American artist and martial artist

Santino Ramos is an American artist and martial artist born in California.

==Martial artist==
Ramos trained and competed in martial arts in San Jose, California. He began his martial arts training at Ernie Reyes West Coast Tae Kwon Do, which today the organization is Ernie Reyes West Coast World Martial Arts association. Today he continues his journey studying other styles.

==Artist==
As an artist, Ramos's work has been published in Heavy Metal Magazine.

==Actor==
Ramos studied acting, writing, and directing for several years at the American Repertory Company with Manu Tupou
He had supporting roles in films such as Carrion and Ironhorse with Eric Lutes. He also utilizes his martial arts in front of the camera as an action actor, as well as in projects like Wiz Khalifa's Rolling Papers 2 music video.

==Filmography==
(As an actor/action actor)

- Payday
- Ironhorse(2010)
- Mind Polish Master Hubbard's Special Reserve(2008)
- Polyphony (2008)
- Chicago Dracula (2007)
- Grandma's Boy (2006)
- Carrion(2006)
- Human Experimentz(2005)
- O.C.T.F.
- That's So Raven (2004)
- White Rush (2003)
- Malcolm in the Middle (2003)

==Filmmaker==
Ramos' work as a filmmaker has made its way across the festival circuit. An animated segment by Ramos entitled "Rain or Shine" is featured on the children's show Polyphony.
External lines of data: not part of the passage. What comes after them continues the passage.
PR #184, opened 2018-08-29
Refactor transformations logic

andrew-boyarshin:
* Add `ITransformationSet` interface and noop implementation
* Add `BasicReadTransformationSet` to be used as default (enough for analyzers)
* Add `ChainTransformationSet` that allows chaining multiple sets
* Add `Vs15TransformationSet` that contains all implemented transformations
* Add `TargetTransformationExecutionMoment` enum (Normal/Early/Late)
* Add `ITransformationWithDependencies` and `ITransformationWithTargetMoment`
* Refactor `ProjectConverter.TransformationsToApply()` to do topological sort (ordering) on a transformation graph (to be precise - reverse graph) by stages (`TargetTransformationExecutionMoment`)
* Fix `NuGetPackageTransformation` to have NuGet casing (I certainly remember it being fixed some time ago)


Project2015To2017/Transforms/Vs15TransformationSet.cs
```diff
@@ -0,0 +1,43 @@
...
+				new PrimaryProjectPropertiesUpdateTransformation(),
+				new EmptyGroupRemoveTransformation(),
+				// VS15 migration
+				new TestProjectPackageReferenceTransformation(logger),
+				new AssemblyFilterPackageReferencesTransformation(),
+				new AssemblyFilterHintedPackageReferencesTransformation(),
+				new AssemblyFilterDefaultTransformation(),
+				new ImportsTargetsFilterPackageReferencesTransformation(),
+				new FileTransformation(logger),
+				new XamlPagesTransformation(logger),
```
mungojam: Looks like this is missing `AssemblyAttributeTransformation` but maybe I have misunderstood how this is all working. I'm finding it much harder to follow what's going on

mungojam: I see now that the two are combined above in `Instance`. So then what does `TrueInstance` mean?

Project2015To2017/ProjectConverter.cs
```diff
@@ -172,37 +188,114 @@ internal static bool Validate(FileInfo file, ILogger logger)
...
+			var res = new LinkedList<ITransformation>();
+			var mappings = new Dictionary<string, int>();
+			for (var i = 0; i < count; i++)
+			{
+				var transformation = source[i];
+				if (transformation == null)
+				{
+					throw new ArgumentNullException(nameof(transformation),
+						"Transformation set must not contain null items");
+				}
```
mungojam: I feel that you favour performance over readability too much for the needs of this project. To me, this check and addition of the items to the list would be much clearer as an `Any()` call and a `Select().ToDictionary()` call. In practise nobody is trying to convert 10,000 projects and even with that many the difference would probably be minimal.

andrew-boyarshin: I do use Linq methods, but in cases where I believe things will get simplified. This `for` loop is natural, its designation is obvious from looking at the code. If I replace that with 2 lines of Linq garbage — from my point of view it will get more complicated to grasp the meaning (I "love" `ToDictionary" arguments — who could've imagined less obvious API?). It's not performance optimization, rather it is just as I've been step-by-step writing this code. When I've been reviewing this code myself I didn't feel the urge to replace things with Linq.

Project2015To2017/ProjectConverter.cs
```diff
@@ -24,11 +24,16 @@ public sealed class ProjectConverter
 		private readonly ILogger logger;
 		private readonly ConversionOptions conversionOptions;
 		private readonly ProjectReader projectReader;
+		private readonly ITransformationSet transformationSet;
 
-		public ProjectConverter(ILogger logger, ConversionOptions conversionOptions = null)
+		public ProjectConverter(
+			ILogger logger,
+			ConversionOptions conversionOptions = null,
+			ITransformationSet transformationSet = null)
```
hvanbakel: Is this parameter really optional? I would just have the implementor specify one and not default to anything but throw instead.

andrew-boyarshin: That was intended to be required argument, but later I changed it to optional to preserve API contract. And it is used in analyzers (after conversion).

Project2015To2017/ProjectConverter.cs
```diff
@@ -148,8 +154,18 @@ private Project ProcessFile(FileInfo file, Solution solution, ProjectReference r
 				transform.Transform(project);
 			}
 
-			foreach (var transform in TransformationsToApply(project.IsModernProject))
+			foreach (var transform in TransformationsToApply())
 			{
+				if (project.IsModernProject && transform is ILegacyOnlyProjectTransformation)
```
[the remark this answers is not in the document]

A green-themed children's show that was featured in the green cinema at the Coachella Valley Music and Arts Festival. Santino Ramos is also the director/producer of Mind Polish: Master Hubbard's Special Reserve, which is an experimental film that parodies Scientology. In 2012, Ramos designed the previs animation for "American President" an animated series by Paul Mooney. He was the post producer for the Agent 88 KickStarter video which was featured on CBS This Morning, MTV Geek, and LAtimes.com.